The year was 1967. In the very first Super Bowl, the Green Bay Packers beat the Kansas City Chiefs. In May, Elvis Presley married Priscilla Beaulieu in Las Vegas. By summer, more than 100,000 hippies dropped in on San Francisco for the “Summer of Love.” And during the last week of July, a Penn State tradition was born: the first Central Pennsylvania Festival of the Arts.
That first festival reflected the times. The band “Robin and the Hoods”—a local favorite with Beetles-inspired mop-top haircuts—played. Banners fluttered from trees on the mall. Artists were free to hang their work on the snow fence erected along the wall on the campus side of College Avenue. People of all ages were encouraged to express themselves by painting whatever they wanted to on an old car hauled in for the occasion.
Perhaps most amazingly, the whole event—then a full week of art, films, and live music—was pulled together in just a few months. A small group of volunteers, armed with donations and a $2,000 grant from the Pennsylvania Council on the Arts, built stages and suspended an old parachute to cover the Allen Street stage. Maintenance workers from Penn State prepared the campus.
From the start, the festival relied on cooperation between town and campus, said Wallis “Wally” Lloyd ’49. As president of the local Chamber of Commerce, Lloyd’s group proposed a summer festival that would bring crowds to town during the quiet stretch between spring commencement and fall football games. Jules Heller, dean of Arts and Architecture, and some of his faculty had been thinking the same thing. Other campus leaders and downtown businessmen quickly joined the fledgling effort.
The festival remained a casual event into the 1970s. Penn State’s noted Hemmingway scholar, Sandra Spanier ’76g, ’81g, who taught high school English and belonged to the Potters Guild at the time, sold her pottery at several festivals. “There were no covered booths back then,” she recalled. “We brought concrete blocks and wood to create shelves for the pottery. None of the artists took credit cards then either.”
Rick Bryant, executive director of the festival since 2005 and a State College native, said the event grew to around 600 artists’ booths at one point. Now there are roughly 300 booths and more than 900 artists from the United States and abroad vie for the coveted spots in what is considered one of the country’s premiere juried shows.
“Today, the festival pumps $14 million into the local economy and fills 6,000 hotel rooms,” Bryant said.
More than 125,000 people, many of them Penn State alumni, visit the five-day festival that costs around $500,000 to produce each year, a far cry from the several thousand that financed the 1967 event. The cost is offset by booth rentals, grants, and sales of buttons required for admittance to some performances.

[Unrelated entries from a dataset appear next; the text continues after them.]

PR #963, opened 2017-08-21
WIP: K8s axfr

miekg:
doesn't work (yet), just prints stuff to stdout; don't merge.

### DIFF
--- a/middleware/auto/setup.go
+++ b/middleware/auto/setup.go
@@ -10,9 +10,9 @@ import (
 
 	"github.com/coredns/coredns/core/dnsserver"
 	"github.com/coredns/coredns/middleware"
-	"github.com/coredns/coredns/middleware/file"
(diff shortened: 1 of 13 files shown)


miekg:
A few things need to be fleshed out here, but it is not super difficult:
- [ ] notifies need to be pulled out of *file*. Create `pkg/notify`
- [ ] onstartup notify timer needs to be set
- [x] the dnscontroller needs a bunch a update functions that update the soa's serial
- [ ] the soa serial needs to be unix epoch, even in the normal case (nobody transfers, so nobody cares).
- [ ] the SOA is created in backend_lookup.go. For this to work, this needs to call out to a `Serial` method the returns the serial number - this means extending the `Backend` interface.

miekg:
The dynamic SOA (serial) stuff probably deserves a separate PR, before attempting AXFR

PR #964, opened 2017-08-21
core: hide registerHandler

miekg:
Remove RegisterHandler and just make it implicit when we look at the
handler compilation step.


miekg:
Has some extra commits to up the test coverage, some setup's went down with > 1%

miekg:
fyi: docker error in one of the builds

PR #973, opened 2017-08-23
core: block CH queries earlier

miekg:
block chaos queries, unless the chaos middleware is loaded. We respond
with REFUSED.

This removes the need for each middleware to do this class != ClassINET
if-then.


miekg:
~~~
--- FAIL: TestProxyToChaosServer (0.01s)
	server_test.go:53: Expected successful reply, got REFUSED
~~~
Inclined to remove/change this test as this failure is now expected - or allow proxy to receive CH class queries as well?

miekg:
@pmoroney do you have time to review this?

PR #976, opened 2017-08-23
mw/health: poll other middleware

miekg:
This add the infrastructure to let other middleware report their health
status back to the health middleware. A health.Healther interface is
introduced and a middleware only needs to implement that. A middleware
that support healthcheck is not statically configured, but this could be
made into a RegisterHealth thing so it can *also* be done by the
middleware implementing it.

Every second each supported middleware is queried and the global health
state is updated.

<strike>The erratic middleware implements Healther as an example.</strike> Removed as not relevant to this PR - and *erratic* might do something more whacky with health checks in the future (like flip-flopping between states)


yongtang (approved):
LGTM. That is a good enhancement overall!

PR #995, opened 2017-08-26
mw/kubernetes: add configurable TTL

### LINKED ISSUE #935: mw/kubernetes: returns answers with 0 TTL?
While coding federation I noticed that the *kubernetes* mw returns records with 0 TTL:
```
svc0.testns.prod.svc.cluster.local.	0	IN	CNAME	svc0.testns.cluster.local..svc.fd-az.fd-r.cluster.local.
```
Need to delve a bit deeper, but this seems weird.

miekg:
Add ttl option to kubernetes. This defaults to 5s but allows
configuration to go up to 3600.

Configure the tests so that a few actually check for the 5s, while the
rest use the TTL of 303 which is ignored by the checking code.

Fixes #935

### DIFF
--- a/middleware/kubernetes/README.md
+++ b/middleware/kubernetes/README.md
@@ -28,6 +28,7 @@ kubernetes [ZONES...] {
     labels EXPRESSION
     pods POD-MODE
     upstream ADDRESS...
+    ttl TTL
     fallthrough
 }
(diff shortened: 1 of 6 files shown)


yongtang (approved):
LGTM

PR #1002, opened 2017-08-29
IP endpoint for dnstap

### LINKED ISSUE #924: mw/dnstap: IP endpoint for dnstap
In a microservices environment, it makes more sense to send dnstap data over the network rather than to a domain socket. What level of effort would that be?

2buisson:
Fixes #924 thanks to https://github.com/dnstap/golang-dnstap/pull/13.

### DIFF
--- a/middleware/dnstap/README.md
+++ b/middleware/dnstap/README.md
@@ -27,6 +27,12 @@ Log information including the wire-format DNS message about client requests and 
 dnstap /tmp/dnstap.sock full
 ~~~
 
+Log to a remote endpoint.
+
+~~~ txt
+dnstap 127.0.0.1:6000 full
+~~~
+
 ## Dnstap command line tool
 
 ~~~ sh
@@ -46,4 +52,10 @@ The following command listens on the given socket and saves message payloads to 
 
 ~~~ sh
 dnstap -u /tmp/dnstap.sock -w /tmp/test.dnstap
+~~~
+
+Listen for dnstap messages on port 6000.
+
+~~~ sh
+dnstap -l 127.0.0.1:6000
 ~~~
--- a/middleware/dnstap/README.md
+++ b/middleware/dnstap/README.md
@@ -24,13 +24,13 @@ dnstap /tmp/dnstap.sock
 Log information including the wire-format DNS message about client requests and responses to */tmp/dnstap.sock*.
 
 ~~~ txt
-dnstap /tmp/dnstap.sock full
+dnstap unix:///tmp/dnstap.sock full
 ~~~
 
 Log to a remote endpoint.
 
 ~~~ txt
-dnstap 127.0.0.1:6000 full
+dnstap tcp://127.0.0.1:6000 full
 ~~~
 
 ## Dnstap command line tool
--- a/middleware/dnstap/out/tcp.go
+++ b/middleware/dnstap/out/tcp.go
@@ -14,45 +14,43 @@ type TCP struct {
 }
 
 // NewTCP returns a TCP writer.
-func NewTCP(address string) (s *TCP) {
-	s = &TCP{address: address}
+func NewTCP(address string) *TCP {
+	s := &TCP{address: address}
 	s.frames = make([][]byte, 0, 13) // 13 messages buffer
-	return
+	return s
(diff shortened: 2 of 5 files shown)


yongtang:
I think the common way to define unix vs. tcp socket is to specify protocol:
```
unix:///var/run/dnstap.sock
tcp://127.0.0.1:8080
```

Maybe we could add the protocol at the beginning (and default to `unix://` if it is not specified)?

middleware/dnstap/README.md
```diff
@@ -27,6 +27,12 @@ Log information including the wire-format DNS message about client requests and
 dnstap /tmp/dnstap.sock full
 ~~~
 
+Log to a remote endpoint.
+
+~~~ txt
+dnstap 127.0.0.1:6000 full
```
yongtang:
```
unix:///var/run/dnstap.sock
tcp://127.0.0.1:8080
```

yongtang (changes requested):

middleware/dnstap/out/tcp.go
```diff
@@ -0,0 +1,61 @@
...
+type TCP struct {
+	address string
+	frames  [][]byte
+}
+
+// NewTCP returns a TCP writer.
+func NewTCP(address string) (s *TCP) {
+	s = &TCP{address: address}
+	s.frames = make([][]byte, 0, 13) // 13 messages buffer
+	return
```
miekg: general observation: don't do these naked returns :-)

middleware/dnstap/out/tcp.go
```diff
@@ -0,0 +1,61 @@
...
+	for _, frame := range s.frames {
+		if _, err = enc.Write(frame); err != nil {
+			return
+		}
+	}
+	err = enc.Flush()
+	return
+}
+
+// Close is an alias to Flush.
```
miekg: Why is this needed?

middleware/dnstap/out/tcp_test.go
```diff
@@ -0,0 +1,66 @@
...
+	if err := tcp.Flush(); err != nil {
+		return err
+	}
+	return nil
+}
+func TestTcp(t *testing.T) {
+	tcp := NewTCP("localhost:14000")
+
+	if err := sendOneTcp(tcp); err == nil {
+		t.Fatal("not listening but no error")
```
miekg: Test messages are different from errors, as they will not be wrapped and will be directly read by humans. So make them a full sentence "Not listening, but no error."
Why is this an Fatal in the test btw?

middleware/dnstap/setup.go
```diff
@@ -26,30 +28,43 @@ func wrapSetup(c *caddy.Controller) error {
 	return nil
 }
 
-func parseConfig(c *caddyfile.Dispenser) (path string, full bool, err error) {
+func parseConfig(c *caddyfile.Dispenser) (path string, socket, full bool, err error) {
```
miekg: Shouldn't keep adding return parameters in this function. Either start an dnsOpt struct which has all these or, if possible, fill out a *dnstap structure with the correct elements.

middleware/dnstap/setup.go
```diff
@@ -26,30 +28,43 @@ func wrapSetup(c *caddy.Controller) error {
...
 	dnstap := Dnstap{Pack: full}
 
-	o, err := out.NewSocket(path)
-	if err != nil {
-		log.Printf("[WARN] Can't connect to %s at the moment", path)
+	var o io.WriteCloser
+	if socket {
+		o, err = out.NewSocket(path)
+		if err != nil {
+			log.Printf("[WARN] Can't connect to %s at the moment", path)
```
miekg: Include error in log message.

middleware/dnstap/out/tcp.go
2buisson: To satisfy `io.WriteCloser` similarly to type `out.Socket`.

yongtang (approved):

middleware/dnstap/out/tcp.go
miekg: Ok, please add that to the comment :)

PR #1003, opened 2017-08-29
mw/health: call Shutdown on FinalShutdown

### LINKED ISSUE #979: middleware/health: healthcheck fails after graceful reload CoreDNS with SIGUSR1 signal

miekg:
Reloading caddy won't kill the health handler. Only on final shutdown
we stop the handler.

Currently when reloading CoreDNS with -SIGUSR1 the health handler stops
answering - there is a test for this but it doesn't capture whole
process reloading, sadly. This PR keeps the handler alive during reloads
and only stops on process shutdown.

Fixes #979

### DIFF
--- a/middleware/health/setup.go
+++ b/middleware/health/setup.go
@@ -47,7 +47,7 @@ func setup(c *caddy.Controller) error {
 	})
 
 	c.OnStartup(h.Startup)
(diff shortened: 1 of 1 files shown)


miekg:
*manually* tested... :-(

For the 42nd festival July 9-13, Bryant said some new events will be mixed with old favorites. A live ragtime orchestra in Schwab Auditorium will accompany silent films starring Buster Keaton and Charlie Chaplin. Headline music groups include Los Angeles-based jazz band Lao Tizer and the Celtic group Malinky. The Penn State Alumni Association is sponsoring concerts by Entrain, a New England group that combines rock, blues, calypso, jazz, zydeco, and ska, and local favorite Velveeta, known for covering “cheesy 80s music.” University president Graham Spanier will play washboard with the Phyrst Phamily during their popular Friday night sing-a-long at the Festival Shell.